**What you will do:** Which lines run from the start of the data below to the line containing "On the Cash"? Set them down exactly, with none added.

■ ■ ■ ■ ■ ■ ■

PR #2064, opened 2017-08-31
fix(registry): Fix the search filter in the payment registry

### LINKED ISSUE #2059: bug: Payments Registry "Exclude Reversed Payments" doesn't work
On the Cash Payments Registry, the "reversed" search parameter can either be:
 1. Include uniquely reversed records.
 2. Exclude all reversed records.

While (1) works perfectly, the (2) option doesn't seem to register at all.  This should be fixed as soon as possible since it is helpful to remove records that have been reversed from the analysis.  This bug does not  affect the Patient Invoice Registry.

DedrickEnc:
This P.R fixes the bug on the registry of payment when filtering by reversed equal zero
closes #2059

### DIFF
--- a/client/src/js/services/FilterService.js
+++ b/client/src/js/services/FilterService.js
@@ -150,8 +150,8 @@ function FilterService(Store) {
 
     Object.keys(this._filterIndex).forEach(function (key) {
       var filter = this._filterIndex[key];
-
-      if (filter._value) {
+      
+      if (filter._value !== null && filter._value !== undefined && filter._value.length !== '') {
         filtered.push(angular.copy(filter));
       }
     }.bind(this));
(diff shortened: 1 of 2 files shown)


client/src/js/services/FilterService.js
```diff
@@ -150,8 +150,8 @@ function FilterService(Store) {
 
     Object.keys(this._filterIndex).forEach(function (key) {
       var filter = this._filterIndex[key];
-
-      if (filter._value) {
+      
+      if (filter._value !== null && filter._value !== undefined && filter._value.length !== '') {
```
jniles, line 154: I think you can just do `if (angular.isDefined(filter._value)) {`.

DedrickEnc: ```angular.isDefined``` will condider ```null``` and empty string as value and will load every filter. This what I have got : 
filtres

jniles: Fascinating.  I wonder how a user is able to enter `null`...

jniles:
LGTM 

bors  r+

■ ■ ■ ■ ■ ■ ■

**Answer below:**
PR #2064, opened 2017-08-31
fix(registry): Fix the search filter in the payment registry

### LINKED ISSUE #2059: bug: Payments Registry "Exclude Reversed Payments" doesn't work
On the Cash Payments Registry, the "reversed" search parameter can either be:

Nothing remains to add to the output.